A “Sea Change For American Democracy?” – Battle Lines Drawn Over America’s First Religious Public School

It violates Oklahoma state law and Oklahoma’s constitution which forbids the use of taxpayer funds or property from being used, directly or indirectly for the use of any church or religious system.

Nearly six out of ten Oklahoma’s voters said No to a 2016 proposal to remove that language from the state’s Constitution.

Yet, despite state law, the state’s constitution and the will of the voters, the Oklahoma Statewide Virtual Charter School Board approved an application submitted by the Catholic Archdiocese of Oklahoma City last June that would bring about America’s first taxpayer-funded religious public school.

Oklahoma Attorney General Gentner Drummond had warned the board that creating the school—St. Isidore of Seville Catholic Virtual School in Oklahoma City—would violate the law and Oklahoma’s constitution. Shortly after the board approval, faith leaders, parents and a public education nonprofit filed a lawsuit challenging the action, condemning it as an attack on religious freedom.

Oklahoma Governor Kevin Stitt, for his part, called the vote a win for religious freedom.

Now, four months later, the conflict is only intensifying.

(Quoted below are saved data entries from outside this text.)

PR #302, opened 2020-04-21
OSD-2681 Disable curation for extended-dedicated-admin clusters

rogbas:


jewzaam:
well that's simple...

/lgtm

PR #309, opened 2020-04-24
Scope down security pieces for efs-csi

cblecker:
/assign @2uasimojo @jharrington22


cblecker:
@2uasimojo still something worth looking at?

jharrington22:
@2uasimojo could you make sure these are included in the operator? 

@cblecker we'll be using an operator to install these pieces in cluster so this can be closed and can be added to the operator

cblecker:
@jharrington22 sounds good!

PR #311, opened 2020-04-27
efs-csi: use `latest` CSI driver image

2uasimojo:
In testing it was discovered that aws-efs-csi-driver:release-0.3 was
built using amazon-efs-utils 1.21, which doesn't include a dependency on
openssl, and therefore doesn't support TLS, which is required in order
to mount with access points.

Requesting a new tagged build via [this
issue](https://github.com/kubernetes-sigs/aws-efs-csi-driver/issues/152),
whereupon we'll revert this commit.

### DIFF
--- a/deploy/efs-csi/04-daemonset.yaml
+++ b/deploy/efs-csi/04-daemonset.yaml
@@ -30,8 +30,11 @@ spec:
         - name: efs-plugin
           securityContext:
             privileged: true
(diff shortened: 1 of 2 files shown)


2uasimojo:
Pin to 0.4 proposed via https://github.com/openshift/managed-cluster-config/pull/312 (on hold until there actually is a 0.4)

PR #313, opened 2020-04-28
Improved in-cluster uptime alert to detect gaps in requests

superfunhappytime:
Change to the in-cluster alert to mark any 5m blocks of missing metrics _after_ cluster creation as a downtime event. During api outages, sometimes it will be unable to send metrics to prometheus, resulting in a false negative.

### DIFF
--- a/deploy/sre-prometheus/100-sre-api-errors.PrometheusRule.yaml
+++ b/deploy/sre-prometheus/100-sre-api-errors.PrometheusRule.yaml
@@ -10,12 +10,14 @@ spec:
   groups:
   - name: sre-uptime-sla
     rules:
+    # This alert is used to mark any 5m block of 100% requests failure to api 
+    # or any 5m blocks of missing metrics after cluster creation as a downtime event in SLA calculations.
+    # cluster_version is used to detect the creation time of the cluster
     - alert: SLAUptimeSRE
       annotations:
         message: The API server has had 100 percent request failures for 300 seconds.
       expr: |
-        (sum(rate(apiserver_request_total{job="apiserver", code=~"(400|5..)"}[5m])) / sum(rate(apiserver_request_total{job="apiserver", code=~"([1-5]..)"}[5m])) >= 1)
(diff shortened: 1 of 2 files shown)


cblecker:
/cc @mbarnes 
Would you mind taking a look at the PromQL here, Matt?

deploy/sre-prometheus/100-sre-api-errors.PrometheusRule.yaml
```diff
@@ -14,7 +14,7 @@ spec:
       annotations:
         message: The API server has had 100 percent request failures for 300 seconds.
       expr: |
-        (sum(rate(apiserver_request_total{job="apiserver", code=~"(400|5..)"}[5m])) / sum(rate(apiserver_request_total{job="apiserver", code=~"([1-5]..)"}[5m])) >= 1)
+        (sum(rate(apiserver_request_total{job="apiserver", code=~"(5..|400|410|0)"}[5m])) / sum(rate(apiserver_request_total{job="apiserver"}[5m])) >= bool 1) or (sum_over_time(absent(apiserver_request_total) and (count_over_time((topk(1, time() - min(cluster_version)) > bool 0)[1d:]))[5m:5m])) >= bool 1
```
mbarnes, line 17: I had to look up what `cluster_version` was since it's not obvious it's actually a time stamp and the subtraction from `time()` looked odd at first.  Now that I understand it, the expression looks good to me (AFAICT).

However, for the benefit of others -- and especially for complex expressions like this -- can you please add a comment here explaining what this is doing?  (see [this example](https://github.com/openshift/managed-cluster-config/blob/master/deploy/sre-prometheus/100-managed-velero-operator.PrometheusRule.yaml))

superfunhappytime: Added some comments :) Please let me know if there isn't enough detail

mbarnes:
Thanks for the update!
/lgtm

PR #322, opened 2020-05-06
Only warn if critical alerts prior to upgrade

cblecker:
ref: https://coreos.slack.com/archives/CCX9DB894/p1588788459236400?thread_ts=1588786626.228300&cid=CCX9DB894

### DIFF
--- a/scripts/cluster-upgrade.sh
+++ b/scripts/cluster-upgrade.sh
@@ -53,7 +53,7 @@ log() {
     MESSAGE=$3
 
     MESSAGE=$(echo $MESSAGE | sed 's/\(.*\),$/\1/g')
-    
+
     echo "$(date "+%Y-%m-%d_%H.%M.%S") - $NAME - $STAGE - $MESSAGE"
 }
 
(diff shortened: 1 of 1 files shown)


scripts/cluster-upgrade.sh
```diff
@@ -469,32 +469,12 @@ check_cluster_status() {
...
-                # get clusteroperator error if we can
-                CO_MESSAGE=$(KUBECONFIG=$TMP_DIR/kubeconfig-${CD_NAMESPACE} oc get clusteroperator $CO -o json 2>/dev/null | jq -r '.status.extension.lastSyncError')
-
-                if [ "$CO_MESSAGE" != "" ];
-                then
-                    log $OCM_NAME $LOG_NAME "INFO: Operator $CO lastSyncError = $CO_MESSAGE"
-                fi
-            done
-
-        fi
```
jewzaam, line 497: Looking at this again, this will not change the upgrade script.  This is going to only be triggered when there's a critical alert already active.  This is only in here to report any degraded operators when there is a critical alert to help provide context to whoever is doing the upgrade.  I'm not in favor of removing this since it's not blocking OSD upgrades.

mrbarge: Agreed - this output was actually the main way I was able to tell that something was not right with some of the upgrades, when an operator reported as degraded for an extended period of time. During the mid-upgrade process the cluster_status() call is for informational purposes only, it doesn't affect progression.

jewzaam:
Guess the question is if we update the upgrade script to ignore degraded operator alerts before starting an upgrade.  Technically it doesn't stop an upgrade from starting. But because we put cluster in maint so we don't get alerted by noisy things I'm not in favor of ignoring any alert that can page SRE.

jewzaam:
@cblecker do we want to keep this PR around or close it?

cblecker:
@jewzaam Changed this around so that `check_cluster_status` doesn't actually block the upgrade

jewzaam:
Seems reasonable.  Would like some more eyes.  I read back through the prior conversation linked and adding in latest context and it boils down to two things:
1. clusters are assumed healthy by virtue of SRE on-call fixing things
2. we'll soon allow upgrades to be initiated by customers

You have my verbal +1 but I'd like @dofinn to have some eyes on this and give a final review.

cblecker:
/assign @dofinn 
Please have a look when you can

cblecker:
Closing as no longer applicable

PR #329, opened 2020-05-11
Do not allow customers to adminster RHMI CRs

jewzaam:
https://issues.redhat.com/browse/OSD-3636

Switched from using namespace to using operator group name (label olm.owner).
Include the list of current RHMI operator group names.

Tested in Stage, works as expected.  Dedicated-admins can "get" but CANNOT "edit" `Rhmis` CRs.

### DIFF
--- a/deploy/rbac-permissions-operator-config/03-dedicated-admins-cluster.ClusterRole.yaml
+++ b/deploy/rbac-permissions-operator-config/03-dedicated-admins-cluster.ClusterRole.yaml
@@ -20,12 +20,32 @@ aggregationRule:
       operator: In
       values:
       - OperatorGroup
+    # exclude specific operator groups by name (aka owner)
+    - key: olm.owner
+      operator: NotIn
+      values:
+      # platform operator groups
+      - openshift-cluster-monitoring
+      - olm-operators
+      # OSD operator groups
+      - cloud-ingress-operator
+      - rbac-permissions-operator
+      - splunk-forwarder-operator-og
+      # Layred Product operator groups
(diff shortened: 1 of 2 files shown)


deploy/rbac-permissions-operator-config/03-dedicated-admins-cluster.ClusterRole.yaml
```diff
@@ -20,17 +20,37 @@ aggregationRule:
...
+    - key: olm.owner
+      operator: NotIn
+      values:
+      # platform operator groups
+      - openshift-cluster-monitoring
+      - olm-operators
+      # OSD operator groups
+      - cloud-ingress-operator
+      - rbac-permissions-operator
+      - splunk-forwarder-operator-og
```
rogbas, line 33: Shouldn't `openshift-velero` be listed here?

jewzaam: It's not deployed via OLM yet, is deployed by MCC.
https://github.com/openshift/managed-cluster-config/tree/master/deploy/managed-velero-operator

jewzaam: The exclusion of `openshift-velero` namespace will catch it in the future until we get an operatorgroup.

rogbas: :+1:

PR #331, opened 2020-05-11
Update the ClusterUpgradingSRE alert

cblecker:
Changes severity to info, and adds a message.

How it looks:
Screenshot 2020-05-11 15 28 45
Screenshot 2020-05-11 15 29 02

### DIFF
--- a/deploy/sre-prometheus/100-cluster-upgrade.PrometheusRule.yaml
+++ b/deploy/sre-prometheus/100-cluster-upgrade.PrometheusRule.yaml
@@ -13,8 +13,7 @@ spec:
     - alert: ClusterUpgradingSRE
       expr: cluster_version{type="updating"} > 0
       labels:
-        severity: warning
+        severity: info
         namespace: openshift-monitoring
       annotations:
-        from_version: "$labels.from_version"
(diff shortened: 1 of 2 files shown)


deploy/sre-prometheus/100-cluster-upgrade.PrometheusRule.yaml
```diff
@@ -13,8 +13,7 @@ spec:
     - alert: ClusterUpgradingSRE
       expr: cluster_version{type="updating"} > 0
       labels:
-        severity: warning
+        severity: info
         namespace: openshift-monitoring
       annotations:
-        from_version: "$labels.from_version"
-        to_version: "$labels.version"
```
jewzaam, line 20: Why remove these annotations?  I assume they're available in PD and we could use it to query telemeter data, but maybe they should be labels for that?

cblecker: The labels already show up in the PD alert, but the annotations don't render. They literally show up in PD as:
```
Annotations:
 - from_version = $labels.from_version
 - to_version = $labels.version
```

Earlier this month AG Drummond sued in Oklahoma Supreme Court to block the board from creating and funding the school.

“Make no mistake, if the Catholic Church were permitted to have a public virtual charter school, a reckoning will follow in which this state will be faced with the unprecedented quandary of processing requests to directly fund all petitioning sectarian groups,” the lawsuit states.

Governor Stitt who earlier in 2023 signed a bill releasing taxpayer funds to parents who wish to send their children to private and religious schools, called the Attorney General’s lawsuit a “political stunt.”

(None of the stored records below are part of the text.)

PR #333, opened 2020-05-14
Remove bad SOP link from README

dustman9000:
This removes a bad link in the README pointing to a private OSD SOP.

### DIFF
--- a/README.md
+++ b/README.md
@@ -83,8 +83,6 @@ SelectorSyncSet:
 - Sets up a ClusterRoleBinding allowing dedicated-admins to create
   PersistentVolumes.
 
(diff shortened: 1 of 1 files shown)


2uasimojo:
Okay, let's merge this and put up another PR with the right link. We can continue the discussion there.

/hold cancel
/approve
/lgtm

2uasimojo:
I guess my /approve isn't powerful enough (which makes sense).

https://github.com/openshift/managed-cluster-config/pull/334 fixes the link instead of removing it. If this one merges, I'll rebase to re-add it. Either way, let's continue the discussion there.

PR #334, opened 2020-05-14
Use correct link to EFS CSI ops-sop doc

2uasimojo:
The doc was ported to .md

### DIFF
--- a/README.md
+++ b/README.md
@@ -83,7 +83,7 @@ SelectorSyncSet:
 - Sets up a ClusterRoleBinding allowing dedicated-admins to create
   PersistentVolumes.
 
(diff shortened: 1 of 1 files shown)


2uasimojo:
This or PR #333

2uasimojo:
/hold

So the question here is whether it's okay for this doc (which is public?) to contain a link into a private repository.

If the intended audience of this doc is SREs anyway, then the benefit of having an arrow back to the master SOP that makes this work might outweigh the inconvenience/confusion of a 403 in the rare case that someone else tries to hit it.

cblecker:
The SOP can link here.. we don't necessarily need a link the other way IMO

2uasimojo:
Okay, thanks for the input @cblecker. Closing.

PR #335, opened 2020-05-14
Initial effort at Group, ClusterRole and ClusterRoleBinding for osd-devaccess

robotmaxtron:
As part of OSD-3282/3284


deploy/osd-devaccess/01-osd-devaccess.ClusterRole.yaml
```diff
@@ -0,0 +1,90 @@
...
+  # devaccess can get, list, and watch all resources
+  - apiGroups:
+      - "*"
+    resources:
+      - "*"
+    verbs:
+      - get
+      - list
+      - watch
+  # devaccess can get and list nodes
```
cblecker, line 15: Are all these get/list entries for other objects redundant if the first rule is "get/list/watch all"?

robotmaxtron: Yep, thank you.

PR #338, opened 2020-05-19
Additional Resources Required for Metering Operator

dustman9000:
Adds additional resources required for full 'reporting-admin' permissions. This is required for exposing and configuring reports as documented here: https://github.com/kube-reporting/metering-operator/blob/master/Documentation/configuring-reporting-operator.md


dustman9000:
No longer needed as the OLM install takes care of these.

PR #343, opened 2020-05-24
Add AlertManagerSilenceSRE alert

mrbarge:
This PR implements [OSD-3494](https://issues.redhat.com/browse/OSD-3494) to add a new alert "AlertManagerSilenceSRE" which raises if active AlertManager silences are detected on the cluster.

The following exclusions apply to when this alert will fire:
- The alert will not fire if the cluster is in the process of upgrading. Alert manager silences are expected during the upgrade process via the Upgrade Operator (see [OSD-3426](https://issues.redhat.com/browse/OSD-3426))
- The alert will not fire if alertmanager is set up to silence the AlertManagerSilenceSRE alert itself. I can't think how to get around this one.

SOPs for the alert have been undertaken [as part of this ops-sop PR](https://github.com/openshift/ops-sop/pull/787) and should be reviewed alongside this PR.

### DIFF
--- a/deploy/sre-prometheus/100-alertmanager-silence-active.PrometheusRule.yaml
+++ b/deploy/sre-prometheus/100-alertmanager-silence-active.PrometheusRule.yaml
@@ -1,0 +1,22 @@
+apiVersion: monitoring.coreos.com/v1
+kind: PrometheusRule
+metadata:
+  labels:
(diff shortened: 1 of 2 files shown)


mrbarge:
> Can we please add a more verbose message annotation to this?

Thanks for the pick-up @cblecker - an annotation has now been added.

“AG Drummond seems to lack any firm grasp on the constitutional principle of religious freedom and masks his disdain for the Catholics’ pursuit by obsessing over non-existent schools that don’t neatly align with his religious preference,” Stitt said in a statement.

This is not the first time the governor and the man who defeated the governor’s pick for attorney general have exchanged barbs. Stitt’s hostile treatment of the state’s Native Americans—vetoing every peace of legislation favorable to them, and thus putting millions of dollars of state revenue at risk—prompted Drummond to remark, “Oklahoma’s relationship with our tribal nations has suffered greatly as a result of the governor’s divisive rhetoric and ceaseless legal attacks.”

The Attorney General’s lawsuit also indicates that the school board’s action could jeopardize more than $1 billion in federal education funding that the state receives in exchange for complying with federal mandates prohibiting a publicly funded religious school.

“Not only is this an irreparable violation of our individual religious liberty, but it is an unthinkable waste of our tax dollars,” Drummond said in a statement.

“It’s hard to think of a clearer violation of the religious freedom of Oklahoma taxpayers and public-school families than the state establishing the nation’s first religious public charter school,” Rachel Laser, the president and CEO of Americans United for Separation of Church and State, said in a statement this summer. “This is a sea change for American democracy.”